Top to bottom, give the entries again exactly as written.

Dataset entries
[Start of Attachment]

PR #905, opened 2019-07-05
Add prepublish script before publishing to aragonPM

sohkai:
Requires https://github.com/aragon/aragon-cli/pull/571 (and the aragonCLI upgrade).

cc @0xGabi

[End of Attachment]

* [TASK SOLUTION]
PR #905, opened 2019-07-05
Add prepublish script before publishing to aragonPM

sohkai:
Requires https://github.com/aragon/aragon-cli/pull/571 (and the aragonCLI upgrade).

cc @0xGabi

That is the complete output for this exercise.